Contents
The Find Certificate filter locates a certificate and sets it in the message for use by other certificate-based filters. Certificates can be extracted from the certificate store, user store, message attribute selectors, HTTP headers, or attachments.
By default, API Gateway Explorer stores the extracted certificate in
the certificate message attribute. However, it
can store the certificate in any message attribute, including any
arbitrary attribute (for example,
user_certificate). The certificate can
be extracted from this attribute by a successor filter in the policy.
Name:
Enter an appropriate name for the filter.
Attribute Name:
Enter or select the name of the message attribute to store the extracted certificate in. When the target message attribute has been selected, the next step is to specify the location of the certificate from one of the following options.
Certificate Store:
Click the Select button, and select a certificate from the certificate store.
User:
This field provides an alternative way to specify the user certificate. You can enter an explicitly named user in the API Gateway Explorer user store, or you can enter a selector expression that evaluates to a string that contains the name of a user in the user store. For example:
${authentication.subject.id}
![[Tip]](../common_oracle/images/admon/tip.png) |
Tip |
|---|---|
| You can associate a certificate with this user using the Signing Key option in the user configuration. For more details, see ???. In this way, the specified user name is used to retrieve the certificate associated with that user. |
Selector Expression:
You can specify a selector expression by enclosing the message attribute name that
contains the certificate in curly brackets, and prefixing this with $
(for example, ${certificate}). Using a selector is a more flexible
way of locating certificates than specifying the user directly.

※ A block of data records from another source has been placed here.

PR #348, opened 2021-07-08
New benchmark command

marghidanu:
Moved all the logic from the Makefile into a command inside the **tools** project. This new command is building the Docker image, running the container, parsing results, and generating output all in one. Additionally, I've extended the syntax to run all benchmarks, all solutions within an implementation, or a single solution.

Just typing make will build and run all solutions from all implementations:

```
make 
```

If you just want to run all solutions for the Zig implementation you can do something like this:

```
make DIRECTORY=PrimeZig/
```

Or if you want to run just one solution for Crystal you can do this:

```
make DIRECTORY=PrimeCrystal/solution_1/
```

The temporary files are not created anymore since all the data is now aggregated in memory. By moving the logic from the Makefile into TypeScript we have a little more flexibility. Also, the Makefile has been reduced by a lot and there's no need for the `make one` target anymore since the default one can do everything now.


marghidanu:
@rbergen this is still WIP. Would love to hear your feedback!

fvbakel:
@rbergen @marghidanu Great improvements! Would it also be possible to run the solutions based on an inputfile? For example, I make a file like this:

 ```
PrimeJava/solution_1
PrimeCSharp/
```

And then run ```make FILE=myfile.txt ``` to run the specified solutions. This would allow to run any combination of solutions. For example all garbage collecting languages.

**Comment by rbergen** [comment]
@marghidanu I see you dropped support for the arch-* flag files. That's fine in a WIP version, and I'm happy to (re)add it myself later.

Other than that: I absolutely love where this is going. The execution state and progress overview is so much clearer than it was that it looks (acts) like a completely different tool, indeed.

**Comment by marghidanu** [comment]
@rbergen I will add those back in, this is still under development, just wanted to quickly validate the idea so far. We will support all existing features.

@fvbakel what a great idea, will search for a way to implement it nicely. Maybe also support for multiple directories.

I also have in store a few new formatters for output. And the possibility to save the output to file.

**Comment by marghidanu** [comment]
@rbergen I've removed the WIP flag, I think if everything runs well under WSL we should be good to go.

**Review by rbergen — APPROVED** [review]
Works like a charm on WSL2/Ubuntu 20.04. Did I already mention I love how clean this iteration's output is? :)

**Comment by marghidanu** [comment]
Thanks @rbergen! If it’s ok with you I will merge this.

**Comment by rbergen** [comment]
Hang on. I just noticed some messages with some solutions:
```
[PrimeCPP][solution_2] Building ...
[PrimeCPP][solution_2] Running ...
Error running solution!
[PrimeCPP][solution_3] Building ...
[PrimeCPP][solution_3] Running ...
Error running solution!
[PrimeCrystal][solution_1] Building ...
```

What's the best way to investigate what's behind those?

marghidanu:
On it, let me check if I get errors and add some debug logs

rbergen:
Do let me know when I can help with testing again.

marghidanu:
@rbergen For some reason the CPP solutions exit with code 162! And that's because the main function returns the number of primes found(?!?) The thing is I use the return code to determine if the execution of the Docker container was correct or not, maybe I should discard this condition.

P.S.: I forsee a new rule!

rbergen:
@marghidanu That is an interesting finding, indeed...

> P.S.: I forsee a new rule!

Hang on, I'm still waiting on [the most recent clarification](https://github.com/PlummersSoftwareLLC/Primes/pull/398) being approved for merge! ;)

marghidanu:
Ok, one thing I could do is to detect if the container has exited with errors, signal that but attempt to parse the output anyway. The error message will change to something like: "Exited with abnormal code, results might be partial. Error code: xxx"

rbergen:
I think that's a great idea. It will process output that can still be parsed, while providing some pointer to the nature of the problem with a solution where there really is one (to the solution's author, at least).

marghidanu:
Right, I already have this in place, I will run a few tests and ping you when I'm done.

marghidanu:
@rbergen, I might have something functional

rbergen:
It took a little time to test it (these benchmark runs do take some time with this many solutions :) ), but works like a charm for me, now. I'd say: merge at will.

PR #351, opened 2021-07-08
Common lisp wheel

mayerrobert:
## Description

This adds PrimeLisp/solution_3 which is an approx. 2.4x speedup over solution_2. It implements the wheel algorithm and is a port of PrimeC/solution_2/sieve_5760of30030_only_write_read_bits.c by Daniel Spangberg.

## Contributing requirements


rbergen:
As you are also the author of solution_2, I would like to ask you to combine both implementations in one solution, that being a new version of solution_2. Akin to the way PrimeC/solution_2 also includes a range of different implementations, so to say.

mayerrobert:
Makes sense, will do that.

mayerrobert:
I have moved and merged the files from solution_3 to solution_2 and removed the now empty directory solution_3.

Also I have rebased the branch after your merging of PR #350 and it seems that now there are no conflicts.

PrimeLisp/solution_2/PrimeSieveWheel.lisp
```diff
@@ -0,0 +1,356 @@
...
+  (do () ((>= (get-internal-real-time) end))
+    (setq result (create-sieve 1000000))
+    (run-sieve result +steps+)
+    (incf passes))
+
+  (let* ((duration  (/ (- (get-internal-real-time) start) internal-time-units-per-second))
+         (avg (/ duration passes)))
+    (format *error-output* "Passes: ~d  Time: ~f Avg: ~f ms Count: ~d~%" passes duration (* 1000 avg)  (count-primes result))
+
+    (format t "mayerrobert-cl-wheel;~d;~f;1;algorithm=wheel,faithful=no,bits=2~%" passes duration)))
```
rbergen: How does this implementation use 2 bits per prime?

mayerrobert: Kinda sorta. It uses an array with element datatype fixnum (which uses 64 bits of memory but only 62 bits can be used by the programmer) and from these 64 bits only 32 bits are used to stick in bits using AND and OR. I tried to describe that in the README.

So to store 32bits it uses 64bits of memory and so on and so forth.

mayerrobert: I have since changed the array from fixnums to (unsigned-byte 32)s which means bits=1. also this gives another 10% speedup. should I push this latest change to the current PR?

rbergen: Please push whatever you want to end up in the merged solution, and then add a comment to indicate the PR is stable. It'll save PRs, review cycles and thus quite a bit of time :)

mayerrobert: Ok, I'm done, I declare the PR as stable ;-)

rbergen (approved):
LGTM

marghidanu (approved):

PR #450, opened 2021-07-17
add go solution 4

kpym:
## Description

This is go solution using real multithread. Real in a sens that the sieve is build using concurrent workers in contrast to the solutions that runs concurrently multiple single thread algorithms for 5 seconds and count the number of runs.

## Contributing requirements

* [x] I added a README.md (without badges).


PrimeGo/solution_4/main.go
```diff
@@ -0,0 +1,201 @@
...
+
+	// start the calculation
+	passes := 0
+	startClock := time.Now()
+	for {
+		DoSieveMulti(N, routines)
+		passes++
+		if timeSince := time.Since(startClock); timeSince.Seconds() >= 5 {
+			PrintResults(timeSince, passes)
+			fmt.Printf("\nkpym-go-multi;%d;%f;4;algorithm=base,faithful=yes\n", passes, timeSince.Seconds())
```
rbergen, line 209: This solution does not encapsulate sieve state (the prime flags array) in a class(-like) structure. Instead, it tracks them in a global variable. That means it cannot be tagged as faithful.

kpym: Sorry, I was not aware that this is the meaning of `faithful`. What should I put here ?

rbergen: For this approach, you would have to replace `faithful=yes` with `faithful=no`.

kpym: I modified the code by removing the global variable Sieve. I hope it is now `faithful`.

rbergen: The contributing guidelines state that amongst others, a faithful implementation "uses a class to encapsulate the sieve, or a (closest) equivalent feature in your language if a class construct is not available. This class must contain the full state of the sieve. Each iteration should re-create a new instance of this class from scratch."

Your implementation seems to require the prime flags array and the sieve size to be able to run the sieve. Therefore, those two things need to be encapsulated in a class that is recreated from scratch for every iteration.

kpym: @rbergen I think that it was respecting all but was not very clear because the allocation was done inside the creation function. I hope now it is more clear. 

Now given the limit `N` and the number of workers `routines` we can do

```go
sieve := NewSieve(N)
sieve.Build(routines)
```
and then we can count the primes like this 
```go
sieve.CountPrimes()
```

To recover the maximal number that can be checked against the sieve we can write a function that returns `2*len(sieve)+2` but it is not needed in this code. So saving `N` inside the sieve object is useless in this case (but it is necessary for example in the case of go solution 2).

I hope that now it is looking enough like a "class". 

This last solution became 10% faster just by moving `wg.Done()` outside of `PrimeChecker`...strange.

PrimeGo/solution_4/HOW_IT_WORKS.md
```diff
@@ -0,0 +1,16 @@
...
+
+The idea is that if the sieve is ready up to `n` we can use multiple (let say `k`) go routines to fill the sieve between `n` and `n*n`. So we split this space `[n:n*n)` to `k` non overlapping chunks and each of this workers (go routine) reads from the shared memory `[0:n)` and writes to its own chunk. In this way there is no need to use concurrent access to the memory.
+
+# The sieve
+
+In the sieve we encode only the odd numbers bigger that 3. So an odd number `n` is encoded as prime iff `Sieve[(n-3)/2]` is `false`. Because a `boolean` in go occupies 8 bits, we can say that our sieve is a 4 bits per number (because we save only the odd ones).
+
+# Where to start
+
+Because the first three odd numbers (3, 5 and 7) are primes, we can consider that the sieve is ready up to 7 and start to fill the region `[7:121)`. But it is more efficient if the last chunk is as biggest as possible, and so the best solution is to start filling `[7:q)` where q<sup>2r</sup> is slightly bigger then the maximal limit. The right choice of `q` is really important.
```
rbergen: Please note that the algorithm cannot be considered the base algorithm if it uses prior knowledge about what numbers are primes. There is one exception, which is 2 (and, by extension, all even numbers). This means your algorithm cannot use as a premise the fact that 3, 5 and 7 are primes if you want it to be marked as a base algorithm implementation.
Also, and I am not saying that this applies to your solution, a base algorithm can't "project" any prime numbers that were found onto other parts of the sieve.
A more comprehensive description of the structure of the base algorithm can be found in [the relevant section of the contributing guidelines](https://github.com/PlummersSoftwareLLC/Primes/blob/drag-race/CONTRIBUTING.md#base-algorithm).

PrimeGo/solution_4/main.go
rbergen: I believe the faithfulness requirements have now indeed been met, I have made a note on the requirements for being classified as a base algorithm, above.

PrimeGo/solution_4/HOW_IT_WORKS.md
kpym: @rbergen I do not pre-suppose that 5 and 7 are primes (I never use this in the algorithme). I just explain what the situation is  in a comment. I use that the sieve is ok up to 9 (excluded) because the `base` algorithme for 3 starts at 9 (for 5 at 25, and so on). So the sieve for odd numbers is "ready" up to 7 at its very beginning. That's it.

kpym: @rbergen I have rewritten the comments above [Build](https://github.com/kpym/Primes/blob/7b5cc5990a1541b238f588ac30b95d9e4724e965/PrimeGo/solution_4/main.go#L121-L130) and the contents of [HOW_IT_WORKS.md](https://github.com/kpym/Primes/blob/7b5cc5990a1541b238f588ac30b95d9e4724e965/PrimeGo/solution_4/HOW_IT_WORKS.md) to explain that I have made no assumptions about the first odd primes (not even about 3). What I'm doing is using the way the `base` algorithm works to make it multi-thread by just changing the order in which we fill the sieve.

rbergen: Thank you for clarifying this.

rbergen (commented):
Please remove the empty go.sum file. That will be my last review comment if nothing changes, because beyond this the solution looks good to me.

kpym:
> Please remove the empty go.sum file. That will be my last review comment if nothing changes, because beyond this the solution looks good to me.

Done. Thanks !

rbergen (approved):
LGTM

marghidanu (approved):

![[Note]](../common_oracle/images/admon/note.png) |
Note |
|---|---|
| This selector expression must return an X.509 certificate. Selectors used in other fields return a string that is then used to look up the certificate (for example, in the certificate store, user store, HTTP header, or attachment). |
HTTP Header Name:
Enter the name of the HTTP header that contains the certificate. Alternatively, you can enter a selector expression that evaluates to a string that contains the HTTP header name, and whose value is the certificate.
Attachment Name:
Enter the name of the attachment (Content-Id) that contains the
certificate. Alternatively, you can enter a selector expression that evaluates
to a string that contains the ID of the attachment that encapsulates the
certificate.
Certificate Alias:
Enter the alias name of the certificate. Alternatively, you can enter a selector expression that evaluates to a string that contains the certificate alias in the certificate store.
For more details on selector expressions, see Select configuration values at runtime.